Nigeria Oil Spill: Shell knows fate today in UK court

The first judgment in what lawyers have said could be the “largest ever”  environmental trial will be handed down today, Friday.

Bodo community in the Niger Delta was devastated by two massive spills in 2008 and 2009 from a Shell pipeline.
Bodo community in the Niger Delta was devastated by two massive spills in 2008 and 2009 from a Shell pipeline.

This will set the parameters for a lawsuit against energy giant Shell brought by 15,000 Nigerians from the Bodo community in the Niger Delta. The community was devastated by two massive spills in 2008 and 2009 from a Shell pipeline.

Amnesty International has been campaigning for over 5 years for Shell to clean up the environmental damage it has caused, which has destroyed livelihoods and jeopardized the health of thousands of people living near Shell’s oil facilities in the Niger Delta.

“For more than five years the people of Bodo have been living day by day with the devastating consequences of these spills,” said Joe Westby, Amnesty International’s Corporate Accountability Campaigner.

Westby notes that the hope was for today’s judgment to pave the way – finally – to justice for the deprivations the Bodo community has had to suffer.

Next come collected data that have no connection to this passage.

PR #570, opened 2026-04-28
Move hyperlinked script out of the preformatted command

ogajduse:
This patch duplicates string_freeze_announcement and transifex_announcement to allow hyperlink as well as having the whole command preformatted.


ogajduse:
How it renders in Discourse:
image

ekohl (approved):

PR #292, opened 2023-05-24
GH-706: cleanup at existing response producing messages

bertllll:


node/src/sub_lib/neighborhood.rs
```diff
@@ -381,6 +381,7 @@ pub struct NeighborhoodSubs {
     pub bind: Recipient<BindMessage>,
     pub start: Recipient<StartMessage>,
     pub new_public_ip: Recipient<NewPublicIp>,
+    #[cfg(test)]
```
dnwiebe: If we could use `AssertionMessage` (or whatever it's called) to perform the functions now handled by `NodeQueryMessage`, we could get rid of `NodeQueryMessage` and all its special-casing entirely.

dnwiebe (approved):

The trial on the merits of the case is expected to take place at the High Court in London in May 2015. The case is the first time Shell has faced formal proceedings in the UK for its role in the Niger Delta pollution.

Shell is expected to argue that it is not responsible for ongoing pollution in Bodo. The company claims it has done its best to clean up the area, but that there have since been other spills, caused by thieves attempting to siphon oil from the pipeline.

In its 2013 report, ‘Bad Information: Oil Spill Investigations in the Niger Delta’, Amnesty International exposed much of Shell’s claims on oil pollution in the region as “deeply suspect and often untrue”.